ジョン・レノン,ニューヨーク - 福本次郎

21世紀の格差と貧困を目の当たりにしたら、ジョンはどんな感慨を抱くだろうか。。。(点数 50点)


(C) 2010 Two Lefts Don’t Make A Right Productions, Dakota Group, Ltd. and WNET.ORG (C) Ben Ross

その死から30年が経ったが、彼の思い出を語る人々の表情はいまだ誇
らしげで喜びに満ちている。己の最大の武器である歌で、反戦と平和
のメッセージを発信し、米国政府を敵に回して一歩も退かなかった反
逆児。世界を変える夢を実現した後は一転して家族というミニマルな
社会構成単位に目を向け、“イクメン”を実践した先駆者。
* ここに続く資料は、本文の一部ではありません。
PR #2319, opened 2019-03-06
1h with dev change 

andrei-epure-sonarsource:


sonaranalyzer-dotnet/src/SonarAnalyzer.CSharp/Rules/MemberShouldBeStatic.cs
```diff
@@ -51,6 +51,15 @@ public sealed class MemberShouldBeStatic : SonarDiagnosticAnalyzer
             SymbolKind.Method
         };
 
+        public static int Method()
```
andrei-epure-sonarsource: this is wrong!

andrei-epure-sonarsource:
demo ended :)

PR #2320, opened 2019-03-06
Fix S1144: False Positive when private member is only used in a gener…

### LINKED ISSUE #2312: Fix S1144: False Positive when private member is only used in a generated file
### Description

We get a false positive for Unused private types or members should be removed

### Repro steps

We have a private function that is called from the Dispose function that is in the designer file

```csharp
namespace WindowsFormsApp3
{
  public partial class Form1 : Form
  {
    public Form1()
    {
      InitializeComponent();
    }

    private void DoMoreDisposing()
    {
    }
  }
}

namespace WindowsFormsApp3
{
  partial class Form1
  {
    /// <summary>
    /// Required designer variable.
    /// </summary>
    private System.ComponentModel.IContainer components = null;

    /// <summary>
    /// Clean up any resources being used.
    /// </summary>
    /// <param name="disposing">true if managed resources should be disposed; otherwise, false.</param>
    protected override void Dispose(bool disposing)
    {
      if (disposing && (components != null))
      {
        components.Dispose();
      }

      DoMoreDisposing();
      base.Dispose(disposing);
    }

    #region Windows Form Designer generated code

    /// <summary>
    /// Required method for Designer support - do not modify
    /// the contents of this method with the code editor.
    /// </summary>
    private void InitializeComponent()
    {
      this.SuspendLayout();
      // 
      // Form1
      // 
      this.AutoScaleDimensions = new System.Drawing.SizeF(6F, 13F);
      this.AutoScaleMode = System.Windows.Forms.AutoScaleMode.Font;
      this.ClientSize = new System.Drawing.Size(800, 450);
      this.Name = "Form1";
      this.Text = "Form1";
      this.ResumeLayout(false);

    }

    #endregion
  }
}
```

### Expected behavior
No warning

### Actual behavior
Message	S1144	Remove the unused private method 'DoMoreDisposing'.

### Known workarounds
Move the dispose method or mark item as false positive

### Related information
* SonarC# Version 7.11.0.8083
* Visual Studio Version 2017
* If running through the Scanner for MSBuild, its version 4.5.0.1761

Reproduced in VS2019 with SonarAnalyzer.CSharp 7.11.0.8083

Evangelink:
…ated file

Fix #2312


sonaranalyzer-dotnet/src/SonarAnalyzer.CSharp/Rules/UnusedPrivateMember.cs
```diff
@@ -85,7 +85,7 @@ protected override void Initialize(SonarAnalysisContext context)
                             // Collect symbols of private members that could potentially be removed
                             var removableSymbolsCollector = new CSharpRemovableSymbolWalker(c.Compilation.GetSemanticModel);
 
-                            if (!VisitDeclaringReferences(namedType, removableSymbolsCollector, c.Compilation))
+                            if (!VisitDeclaringReferences(namedType, removableSymbolsCollector, c.Compilation, includeGeneratedFile: false))
```
Evangelink: We don't need to collect the members declared in generated files as we don't want to report about them...

sonaranalyzer-dotnet/src/SonarAnalyzer.CSharp/Rules/UnusedPrivateMember.cs
```diff
@@ -100,7 +100,7 @@ protected override void Initialize(SonarAnalysisContext context)
                                 c.Compilation.GetSemanticModel,
                                 removableSymbolsCollector.PrivateSymbols.Select(s => s.Name).ToHashSet());
 
-                            if (!VisitDeclaringReferences(namedType, usageCollector, c.Compilation))
+                            if (!VisitDeclaringReferences(namedType, usageCollector, c.Compilation, includeGeneratedFile: true))
```
Evangelink: ... But we do want to collect the usages of other members even in generated files.

PR #2321, opened 2019-03-06
Update S1905: False Positive with 'default'

### LINKED ISSUE #2295: Update S1905: False Positive with 'default'
### Description

This code throws S1905 but when I make the recommended change the code fails to compile with CS0411. Is this a false positive?

```csharp
using System;

namespace S1905_False_Positive
{
    internal static class Class
    {
        public static void RunAction(Action action)
        {
            RunFunc(() => { action(); return default; }, (bool)default);
        }

        public static T RunFunc<T>(Func<T> func, T returnvalue = default)
        {
            try
            {
                return func();
            }
            catch (Exception)
            {
                return returnvalue;
            }
        }
    }
}
```

### Related information

* SonarC# Version: Latest
* Visual Studio Version : 15.9.7

Evangelink:
Fix #2295

### DIFF
--- a/sonaranalyzer-dotnet/rspec/cs/S1905_c#.html
+++ b/sonaranalyzer-dotnet/rspec/cs/S1905_c#.html
@@ -3,22 +3,29 @@
 <pre>
 public int Example(int i)
 {
-  return (int) (i + 42); // Noncompliant
+    return (int) (i + 42); // Noncompliant
 }
+
 public IEnumerable&lt;int&gt; ExampleCollection(IEnumerable&lt;int&gt; coll)
 {
-  return coll.Reverse().OfType&lt;int&gt;(); // Noncompliant
+    return coll.Reverse().OfType&lt;int&gt;(); // Noncompliant
 }
 </pre>
 <h2>Compliant Solution</h2>
 <pre>
 public int Example(int i)
 {
-  return i + 42;
+    return i + 42;
 }
+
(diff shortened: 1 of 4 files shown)


sonaranalyzer-dotnet/src/SonarAnalyzer.CSharp/Rules/RedundantCast.cs
```diff
@@ -83,7 +84,8 @@ protected override void Initialize(SonarAnalysisContext context)
                 return;
             }
 
-            if (expressionType.Equals(castType))
+            if (expressionType.Equals(castType)
+                && !expression.IsKind(SyntaxKindEx.DefaultLiteralExpression))
```
Evangelink: As discussed, we exclude all `default` expressions.

sonaranalyzer-dotnet/rspec/cs/S1905_c#.html
```diff
@@ -3,22 +3,29 @@ <h2>Noncompliant Code Example</h2>
...
 }
+
 public IEnumerable&lt;int&gt; ExampleCollection(IEnumerable&lt;int&gt; coll)
 {
-  return coll.Reverse();
+    return coll.Reverse();
 }
 </pre>
+<h2>Exceptions</h2>
+<p>Issues are not raised against C# 7.1 `default` literal.</p>
```
Evangelink: Updates the RSPEC to mention the exclusion.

映画は時
代のエッジを走り続けたアーティストの最期の10年間を膨大なアーカ
イブ映像と関係者のインタビューで再現する。

【ネタバレ注意】

イギリスを離れNYに居を構えたジョン・レノン。前衛芸術家の妻・ヨ
ーコのせいでイカレたと陰口を叩かれながらも、米国では政治色の濃
い新曲を次々に発表し、時のニクソン政権から目の仇にされていく。

しかし“反体制のシンボル”のジョンよりも、ニクソン再選の失意か
ら浮気、ヨーコに三行半を突き付けられてLAに遁走するあたりに彼の
素顔が垣間見えて楽しめる。お決まりの酒とドラッグにおぼれる日々。
敗北感に打ちひしがれる姿が新鮮で、彼もまた一人の人間であったと
共感すら覚えた。

二男の誕生以降は積極的に育児に参加し、父と子の絆を深めようとす
るジョン。そんなジョンの丸くなった生き方は、抵抗すべき抑圧を見
失った’80年代の旧西側世界を予見するようで、“War is over”と歌
った彼の心境が具体化されていた。だが、もし、21世紀の格差と貧困
を目の当たりにしたら、ジョンはどんな感慨を抱くだろうか。。。